# Lies down on walks - normal?



## bigdogworld (Sep 5, 2010)

Hi all,

When walking our Newf on the lead, he sometimes just flops down and doesn't want to move! It's normally when he's walking over grass (more comfortable I guess) and he just puts his head down and flops his body over and lies on his side.

Can't really pick him up because of his size but we usually get a treat and encourage him to get up then walk to heel for a bit before he gets it - don't want him to think he gets the treat for falling over!

Don't think he's in any discomfort as 5 mins later when he's off the lead, he'll be happily running around a field.

Anyone else experienced this strange behaviour, or do I just have a weird dog?

Cheers,

Neil.


----------



## Lulu's owner (May 1, 2009)

bigdogworld said:


> Hi all,
> 
> When walking our Newf on the lead, he sometimes just flops down and doesn't want to move! It's normally when he's walking over grass (more comfortable I guess) and he just puts his head down and flops his body over and lies on his side.
> 
> ...


I know a plump, elderly labrador with a very talkative owner who does this when his owner gets chatting to other doggy people, but that's the only time I've come across this behaviour. What age/size is your dog? I know he's big, but is he normal weight for his type?


----------



## hutch6 (May 9, 2008)

My dogs throw themselves in the grass and will happily lie on their backs for a while. I guess it's just nice to feel the coolness of the grass for a bit and the moisture from the grass that soaks into the fur helps to keep them cooler and comfortable for longer.


----------



## Dot (Jun 23, 2010)

bigdogworld said:


> Hi all,
> 
> When walking our Newf on the lead, he sometimes just flops down and doesn't want to move! It's normally when he's walking over grass (more comfortable I guess) and he just puts his head down and flops his body over and lies on his side.
> 
> ...


Hello Neil,

Yes, I have encountered this behaviour in the past. How old is your dog and has he always done this?


----------



## bigdogworld (Sep 5, 2010)

Thanks all.

He's just had his 2nd birthday and he's in good condition. He is a big boy though - 33 inches at the shoulder and 13 stone.

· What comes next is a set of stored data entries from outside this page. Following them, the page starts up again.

PR #837, opened 2026-01-19
feat(coding-agent): improve /scoped-models cycling UX

CarlosGtrz:
Some improvements to `/scoped-models` vibecoded with gpt 5.2. Take it as feature requests if too much code is changed.

- Add Ctrl+R reset to restore the initial model selection
- Add Ctrl+T per-model thinking overrides, persisted via :level suffix
- Include provider name in Ctrl+P model cycling status
- Show ✓ for enabled models even when all models are enabled

### DIFF
--- a/packages/coding-agent/CHANGELOG.md
+++ b/packages/coding-agent/CHANGELOG.md
@@ -2,6 +2,15 @@
 
 ## [Unreleased]
 
+### Added
+
+- `/scoped-models`: Ctrl+R resets to the initial model selection, and Ctrl+T cycles per-model thinking overrides (persisted via `:level` suffixes).
+
+### Changed
+
+- Ctrl+P model cycling status now includes the provider name.
+- `/scoped-models` now shows ✓ for enabled models even when all models are enabled.
+
 ## [0.49.1] - 2026-01-18
 
 ### Added
--- a/packages/coding-agent/src/modes/interactive/components/scoped-models-selector.ts
+++ b/packages/coding-agent/src/modes/interactive/components/scoped-models-selector.ts
@@ -1,4 +1,5 @@
-import type { Model } from "@mariozechner/pi-ai";
+import type { ThinkingLevel } from "@mariozechner/pi-agent-core";
+import { type Api, type Model, supportsXhigh } from "@mariozechner/pi-ai";
 import {
 	Container,
 	type Focusable,
@@ -15,6 +16,9 @@ import { DynamicBorder } from "./dynamic-border.js";
 
 // EnabledIds: null = all enabled (no filter), string[] = explicit ordered list
 type EnabledIds = string[] | null;
+
+/** Stores only non-default overrides (no entry = off/default). */
+type ThinkingOverrides = Map<string, ThinkingLevel>;
 
 function isEnabled(enabledIds: EnabledIds, id: string): boolean {
 	return enabledIds === null || enabledIds.includes(id);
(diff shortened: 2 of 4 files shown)


badlogic:
## PR Review

### Changelog
- **Present**: Yes, properly added under `## [Unreleased]` in `packages/coding-agent/CHANGELOG.md`
- **Format**: Correct. Uses `### Added` for new features and `### Changed` for modifications
- **Attribution**: External contribution, should include PR link and author. Currently missing:
  - Should be: `- /scoped-models: Ctrl+R resets... ([#837](https://github.com/badlogic/pi-mono/pull/837) by [@CarlosGtrz](https://github.com/CarlosGtrz))`

### Good
- Clean API simplification: Replaces 5 callbacks (`onModelToggle`, `onEnableAll`, `onClearAll`, `onToggleProvider`, `onPersist`) with 2 (`onChange`, `onPersist`)
- Thinking overrides persist correctly using the existing `:level` suffix format (e.g., `model-id:high`)
- Tests cover key scenarios: checkmarks when all enabled, Ctrl+T cycling, Ctrl+T ignored without filter, Ctrl+R reset
- Footer hint text updated to show new shortcuts (^T thinking, ^R reset)
- Provider name in Ctrl+P status improves UX when multiple providers have similar model names

### Bad
- **Missing PR label**: Should have `pkg:coding-agent` label
- **Changelog attribution missing**: External contribution needs PR link and author per project rules
- **Ctrl+A behavior change**: Previous behavior enabled filtered models; new behavior clears the filter entirely (sets `enabledIds = null`). This changes the semantics: pressing Ctrl+A with a search filter used to add those filtered models to the selection, now it clears all filtering
- **Complex session/settings matching logic**: The `showModelsSelector` code that tries to preserve explicit `:level` suffixes from settings by comparing session scope to settings scope is fragile. If the session scope gets modified (e.g., model order changes), the suffixes are lost and rebuilt from session state

### Ugly
- **enableAll() function semantics changed silently**: The helper function `enableAll()` previously returned `null` when all models became enabled (indicating "no filter"). Now it always returns an array. This breaks the convention that `null` = "all enabled without explicit filter". Code comment says "null = all enabled (no filter)" but the function no longer produces that state

### Questions
- The Ctrl+A change from "enable filtered" to "clear filter entirely" seems intentional for the new thinking override feature (overrides only work with explicit filter). Is this the intended UX change?
- Should the README document the new Ctrl+T and Ctrl+R keybindings in `/scoped-models`?

### Change summary
1. **Ctrl+R reset**: Restores initial model selection and thinking overrides when entering `/scoped-models`
2. **Ctrl+T thinking cycling**: Cycles per-model thinking levels (minimal→low→medium→high→xhigh→off) for enabled models, persisted as `:level` suffixes
3. **Provider in Ctrl+P status**: Shows `[provider]` when cycling models via Ctrl+P
4. **Always show ✓**: Enabled models now always show ✓ checkmark, even in "all enabled" mode
5. **Simplified callbacks**: Component uses single `onChange` callback instead of multiple granular callbacks

### Tests
New test file `scoped-models-selector.test.ts` with 5 test cases covering the new functionality.

---

@CarlosGtrz Thanks for the contribution! Please address the following before we can merge:

1. **Add changelog attribution**: Update the changelog entries to include the PR link and your username (see format above)
2. **Clarify the Ctrl+A behavior change**: Is the change from "enable filtered models" to "clear filter entirely" intentional? If so, please add a note in the PR description explaining the rationale
3. **Consider the `enableAll()` semantics**: The function no longer returns `null` when all models are enabled, which breaks the documented convention. Either restore that behavior or update the code comments to reflect the new semantics

Converting this to draft until these items are addressed.

badlogic:
Sorry for the vibe review, currently don't have my head in that portion of the code, but slopus seems to have surfaced some deficiencies.

CarlosGtrz:
> but slopus seems to have surfaced some deficiencies

Yes, it looks like I had the wrong idea of how ctrl-A works. 

I'm going to close this PR and submit each feature individually as feature requests or simpler PRs for your consideration.

Thanks for the review, and congratulations on the great work you're doing with pi!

He used to do this when we had him on a head collar (he hated it!) but now he does it on a normal collar as well.

He often lies down when I chat to people but this is different - his head goes down then he flops his body over and crashes down onto his side!

Very odd!


----------



## hutch6 (May 9, 2008)

Is it always the same side?

Have you checked him over for a rash or any heat spots?


----------



## newfiesmum (Apr 21, 2010)

Not odd at all for a newfie. Ferdie used to lie down as soon as we got as far as next door! I have to say that Ferdie was a nightmare for this. Halfway home he would just lie down and refuse to move. I used to have to enlist the help of passers by to get him to follow, once it was three little boys (he loves kids). I used to take chopped up hot dog sausages to tempt him to his feet but once he had eaten one, down he went, and once I had another dog follow me for my hot dog sausages.

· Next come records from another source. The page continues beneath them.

PR #768, opened 2026-01-16
Add strict responses pairing for OpenAI Responses

prateekmedia:
## Issue

Azure OpenAI /responses rejects history replay when reasoning isn’t paired with a message/function_call. Aborted or empty assistant turns can produce orphaned reasoning, leading to 400 validation errors.

## Fix

Add strictResponsesPairing model flag and gate reasoning replay to complete turns that contain tool calls or non‑empty text. For incomplete turns, generate synthetic message IDs to avoid strict pairing expectations.

- [x] Tested on Azure, the 400 messages go away after this

PR #838, opened 2026-01-19
fix(ai): skip reasoning-only responses replay

steipete:
I have two reports where we corrupted the session for OpenAI:

- OpenAI Responses 400: “Item ‘rs_…’ of type ‘reasoning’ was provided without its required following item.”
- Trigger: history replay includes assistant turns with only thinking/reasoning (often from aborted runs). pi-ai replays thinking Signature as a reasoning item even when the same turn has no message or function_call.

- https://github.com/clawdbot/clawdbot/issues/1126
- https://github.com/clawdbot/clawdbot/issues/1158

I did check and found no docs (ofc) but forum entries and it happening twice seems this is a real issue.
Don't have session logs.

vibed pr. fix is small and for now I ship a local workaround.

### DIFF
--- a/packages/ai/CHANGELOG.md
+++ b/packages/ai/CHANGELOG.md
@@ -2,6 +2,10 @@
 
 ## [Unreleased]
 
+### Fixed
+
+- Fixed OpenAI Responses history replay to skip reasoning-only assistant turns (avoids `reasoning` without a following item).
+
 ## [0.49.1] - 2026-01-18
 
 ### Added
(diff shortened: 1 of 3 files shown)


badlogic:
Thanks @steipete for the report and investigation. Fixed this differently: we now skip errored/aborted assistant messages entirely in transform-messages.ts rather than filtering at the provider level. This way the fix covers openai-responses, openai-codex-responses, and any future providers.

Also removed the strictResponsesPairing workaround from #768 since it's no longer needed.

PR #847, opened 2026-01-19
feat(coding-agent): Add `quietStartup` setting to `/settings`

unexge:
I vaguely remember seeing an issue or PR adding quiet startup mode, wanted to enable that, and went to `/settings` instinctively, but this setting wasn't there. I had to search the codebase to find the exact configuration key and manually edit `~/.pi/agents/settings.json`. I feel like it would be better to put this setting into `/settings` view.

Session: https://buildwithpi.ai/session/#6b6324c9a933eb63658aad57666ceb60

---

I also [asked Pi to analyze any other potential setting should be in `/setting`](https://buildwithpi.ai/session/#6b6324c9a933eb63658aad57666ceb60&leafId=68b60565&targetId=68b60565) maybe we can add more there - but I also don't think we should pollute it by adding everything.

### DIFF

When he was younger I thought he was just tired and it could be this with yours. They do not like a lot of exercise and they will lie down for a rest, though that could be a long rest. But later, I thought he just didn't want to go home, was having too much fun. If I managed to drag him up, he would lie on his back and then you had no chance.

I suddenly realised that I was wasn't helping myself. When we got to a certain point, I would think, he's going to lie down in a minute and he did. Then I realised that when I went out with a friend, I never thought that because a) we were talking and b) I knew that two of us could get him up, so I wasn't bothered. So I just left my mind blank and carried on walking and he got up and followed - miracle!

Joshua has always done it as well, only not necessarily on the way home. I would turn round and he would be lying down. But as soon as he saw another dog he was off chasing it.

I know someone else with a newfie and she says he does the same thing.

I would watch his legs, though, as it could be a sign of something. I doubt it is, just normal newfie behaviour, but Joshua now has arthritis in his front knees so when he lies down now, I just have to assume that he has had enough.


----------



## Dot (Jun 23, 2010)

OK. I had experience of this with a dog. He would lay down, no amount of coaxing would make him move then he would jump up and be 'normal' again. Couple of times I phoned for a lift to come and collect us by the time a lift arrived he would be running around again. He was a big puppy (labrador) when we got him at 9 weeks but we always kept his weight normal. He behaved like this from quite a young age.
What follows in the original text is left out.